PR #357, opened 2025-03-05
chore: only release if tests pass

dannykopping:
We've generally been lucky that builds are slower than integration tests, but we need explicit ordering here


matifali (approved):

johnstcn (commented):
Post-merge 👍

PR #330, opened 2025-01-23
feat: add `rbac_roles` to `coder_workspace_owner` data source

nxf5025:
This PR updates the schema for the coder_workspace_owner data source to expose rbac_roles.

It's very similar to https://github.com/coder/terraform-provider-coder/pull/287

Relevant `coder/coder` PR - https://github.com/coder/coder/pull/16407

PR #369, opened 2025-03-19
****
# Task requirements
Write out each entry again, leaving every word as it is.

# Answer box
PR #357, opened 2025-03-05
chore: only release if tests pass

dannykopping:
We've generally been lucky that builds are slower than integration tests, but we need explicit ordering here


matifali (approved):

johnstcn (commented):
Post-merge 👍

PR #330, opened 2025-01-23
feat: add `rbac_roles` to `coder_workspace_owner` data source

nxf5025:
This PR updates the schema for the coder_workspace_owner data source to expose rbac_roles.

It's very similar to https://github.com/coder/terraform-provider-coder/pull/287

Relevant `coder/coder` PR - https://github.com/coder/coder/pull/16407

PR #369, opened 2025-03-19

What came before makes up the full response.